INSTRUCTIONS TO FOLLOW:
From the records below, return every line containing the word "fine".

(Stored entries)
────────
PR #338, opened 2018-06-19
Added attachments surface API

### LINKED ISSUE #329: Management API attach binaries

umbreak:
Fixes #329

### DIFF
--- a/src/main/scala/ch/epfl/bluebrain/nexus/kg/config/AttachmentConfig.scala
+++ b/src/main/scala/ch/epfl/bluebrain/nexus/kg/config/AttachmentConfig.scala
@@ -2,5 +2,11 @@ package ch.epfl.bluebrain.nexus.kg.config
 
 import ch.epfl.bluebrain.nexus.rdf.Iri.AbsoluteIri
 
-//TODO: This should be placed inside the AppConfig case class where the app.conf file gets mapped
+/**
+  * Instance attachments specific settings.
+  * This should be placed inside the AppConfig case class where the app.conf file gets mapped
+  *
+  * @param volume          the base Iri where the attachments are stored
+  * @param digestAlgorithm the algorithm used to compute the digest of the binary
+  */
 final case class AttachmentConfig(volume: AbsoluteIri, digestAlgorithm: String)
--- a/src/main/scala/ch/epfl/bluebrain/nexus/kg/config/AttachmentConfig.scala
+++ b/src/main/scala/ch/epfl/bluebrain/nexus/kg/config/AttachmentConfig.scala
@@ -1,0 +1,6 @@
+package ch.epfl.bluebrain.nexus.kg.config
+
+import ch.epfl.bluebrain.nexus.rdf.Iri.AbsoluteIri
+
+//TODO: This should be placed inside the AppConfig case class where the app.conf file gets mapped
+final case class AttachmentConfig(volume: AbsoluteIri, digestAlgorithm: String)
--- a/src/main/scala/ch/epfl/bluebrain/nexus/kg/resources/Event.scala
+++ b/src/main/scala/ch/epfl/bluebrain/nexus/kg/resources/Event.scala
@@ -108,4 +108,32 @@ object Event {
       identity: Identity
   ) extends Event
 
+  /**
+    * A witness that a resource's attachment has been added.
+    *
+    * @param id       the resource identifier
+    * @param rev      the revision that this event generated
+    * @param value    the metadata of the attachment
+    * @param instant  the instant when this event was recorded
+    * @param identity the identity which generated this event
+    */
+  final case class Attached(id: Id[ProjectRef],
+                            rev: Long,
+                            value: BinaryAttributes,
+                            instant: Instant,
+                            identity: Identity)
+      extends Event
+
+  /**
+    * A witness that a resource's attachment has been removed.
+    *
+    * @param id       the resource identifier
+    * @param rev      the revision that this event generated
+    * @param filename the filename of the attachment removed
+    * @param instant  the instant when this event was recorded
+    * @param identity the identity which generated this event
+    */
+  final case class Unattached(id: Id[ProjectRef], rev: Long, filename: String, instant: Instant, identity: Identity)
+      extends Event
+
 }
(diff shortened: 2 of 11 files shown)


src/main/scala/ch/epfl/bluebrain/nexus/kg/resources/Repo.scala
```diff
@@ -79,6 +81,89 @@ class Repo[F[_]: Monad](agg: Agg[F], clock: Clock, toIdentifier: ResId => String
...
+    * @param attach the attachment description metadata
+    * @param source the source of the attachment
+    * @tparam In the storage input type
+    * @return either a rejection or the new resource representation in the F context
+    */
+  def attach[In](id: ResId, rev: Long, attach: BinaryDescription, source: In)(
+      implicit identity: Identity,
+      store: AttachmentStore[F, In, _]): EitherT[F, Rejection, Resource] =
+    get(id).toRight(NotFound(id.ref)).flatMap { res =>
+      if (res.deprecated) EitherT.leftT(IsDeprecated(id.ref))
```
bogdanromanx: couldn't we use `agg.checkEval` here?

src/main/scala/ch/epfl/bluebrain/nexus/kg/resources/Rejection.scala
```diff
@@ -101,4 +110,11 @@ object Rejection {
     * @param message a human readable description of the cause
     */
   final case class DownstreamServiceError(override val message: String) extends Rejection(message)
+
+  /**
+    * Signals an unexpected rejection
+    *
+    * @param message a human readable description of the cause
+    */
+  final case class Unexpected(override val message: String) extends Rejection(message)
```
bogdanromanx: maybe we should request a `F[_] : MonadError` and raise the unexpected failures with `F.raiseError` instead. It doesn't seem to be a user generated issue.

Thoughts?

src/main/scala/ch/epfl/bluebrain/nexus/kg/config/AttachmentConfig.scala
```diff
@@ -0,0 +1,6 @@
+package ch.epfl.bluebrain.nexus.kg.config
+
+import ch.epfl.bluebrain.nexus.rdf.Iri.AbsoluteIri
+
+//TODO: This should be placed inside the AppConfig case class where the app.conf file gets mapped
+final case class AttachmentConfig(volume: AbsoluteIri, digestAlgorithm: String)
```
bogdanromanx: docs?

src/main/scala/ch/epfl/bluebrain/nexus/kg/resources/Event.scala
```diff
@@ -108,4 +109,32 @@ object Event {
...
+  /**
+    * A witness that a resource's attachment has been added.
+    *
+    * @param id       the resource identifier
+    * @param rev      the revision that this event generated
+    * @param value    the metadata of the attachment
+    * @param instant  the instant when this event was recorded
+    * @param identity the identity which generated this event
+    */
+  final case class Attached(id: Id[ProjectRef],
```
bogdanromanx: Could we rename the event types to `AttachmentAdded` and `AttachmentRemoved` to match the `Tag*` naming?

bogdanromanx: Same for commands...

src/main/scala/ch/epfl/bluebrain/nexus/kg/resources/Repo.scala
umbreak: Yes, but in practice it becomes more ugly because we have to create a dummy command and event for that. I think this is a neater way.

src/main/scala/ch/epfl/bluebrain/nexus/kg/resources/Rejection.scala
umbreak: I didn't want to mix `MonadError` in some places with `EitherT` or `OptionT` in others. I think having a common one makes things cleaner. There is nowhere on the definition of a `Rejection` an assumption of user input errors only (DownsrteamRejection as another example of non user input error).

bogdanromanx: I think longer term would be better to discriminate between system failures and user rejections.
We still have the case where we don't produce an EitherT value; for example in sourcing we produce a failed future equivalent to `F.raiseError`:

https://github.com/BlueBrain/nexus-sourcing/blob/master/modules/akka/src/main/scala/ch/epfl/bluebrain/nexus/sourcing/akka/ShardingAggregate.scala#L46

src/main/scala/ch/epfl/bluebrain/nexus/kg/resources/Repo.scala
bogdanromanx: We would have to create a dummy instance of a command, but no events:

https://github.com/BlueBrain/nexus-sourcing/blob/b93baefd83d5bf053fc83cdd16d32055a927ac55/modules/core/src/main/scala/ch/epfl/bluebrain/nexus/sourcing/Aggregate.scala#L39

But I see your point, it's fine to keep it like this.

src/main/scala/ch/epfl/bluebrain/nexus/kg/resources/attachment/AttachmentStore.scala
```diff
@@ -0,0 +1,170 @@
...
+      *
+      * @param loc    the location of the attachment
+      * @param source the source
+      * @param meta   the source metadata
+      */
+    def toSink(loc: Location, source: In, meta: BinaryDescription): EitherT[F, Rejection, StoredSummary]
+  }
+
+  object Stream {
+    def akka(config: AttachmentConfig)(implicit as: ActorSystem): Stream[Future, AkkaIn, AkkaOut] =
```
bogdanromanx: We should also provide a Stream[Task, AkkaIn, AkkaOut] that wraps the akka one, something like:
```
def task(config: AttachmentConfig)(implicit as: ActorSystem): Stream[Task, AkkaIn, AkkaOut] =
  new Stream[Task, AkkaIn, AkkaOut] {
    val underlying = akka(config)
    def toSource(uri: AbsoluteIri): Either[Rejection, AkkaOut] =
      underlying.toSource(uri)
    def toSink(...): EitherT[Task, Rejection, StoredSummary] = {
      EitherT(Task.deferFuture(underlying.toSink(...).value))
    }
  }
```
such that we can use it directly in the routes using the same `F`.

bogdanromanx: We can do this separately, though.

PR #16, opened 2018-11-25
Filled out eLevelId enum

nicholasdechiara:
- Added ELevelIdHelper class which contains code that generates the eLevelId enum from the mpq data
- Renamed some enum values for consistency (e.g. Act1_Town -> Act1_Town1, as it is in the mpq)

Because this enum is hard coded, this function generates the code that should be placed within; it's not a runtime generation. Depending on what we want to support in the future / what this enum is used for (e.g. if we wanted to support mods with custom level ids), we may want to consider using a different structure such as a dictionary that can be generated at runtime. For the moment, however, this seems fine.

Also, I renamed some of the enum values (Act1_Town -> Act1_Town1 and Act5_Baal_Entrance -> Act5_BaalEntrance) to be consistent with the auto-generation.

- Added OpenDiablo2.Core.UT unit test project
- Added a unit test that verifies EngineDataManager works

Format I'm used to for unit testing is to give each project a corresponding .UT project. If you'd prefer something else, I don't have strong feelings about it. I added a unit test for the EngineDataManager that tests loading the MPQ files. Currently, though, it requires you to put them in a specific place or to modify a parameter in the unit test code in order to locate your MPQ files. I've been trying to think of a nicer solution to this but haven't come up with anything yet (if we had code that tried to auto-locate the mpqs on the user's disk, that might be an option).

- Added a unit test that runs the ELevelIdHelper generate function

It's probably kind of messy to have the hook for this helper function be in a unit test, but it also doesn't make sense to call it anywhere in runtime as the enum can't be dynamically generated. Currently what I'm doing is debugging into the unit test and copy/pasting the result into the eLevelId code. Seeing as the default mpqs aren't going to change on us, this probably never needs to be run again.

### DIFF
--- a/OpenDiablo2.Common/Enums/eLevelId.cs
+++ b/OpenDiablo2.Common/Enums/eLevelId.cs
@@ -1,4 +1,5 @@
-﻿using System;
+﻿using OpenDiablo2.Common.Models;
+using System;
 using System.Collections.Generic;
 using System.Linq;
 using System.Text;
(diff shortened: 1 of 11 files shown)


nicholasdechiara:
Added a TestConsole which can run the elevelids enum generation and output the result to a file, and removed the unit test that was doing this (since it wasn't really a test)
────────
FINISHED TASK:
But I see your point, it's fine to keep it like this.
Because this enum is hard coded, this function generates the code that should be placed within; it's not a runtime generation. Depending on what we want to support in the future / what this enum is used for (e.g. if we wanted to support mods with custom level ids), we may want to consider using a different structure such as a dictionary that can be generated at runtime. For the moment, however, this seems fine.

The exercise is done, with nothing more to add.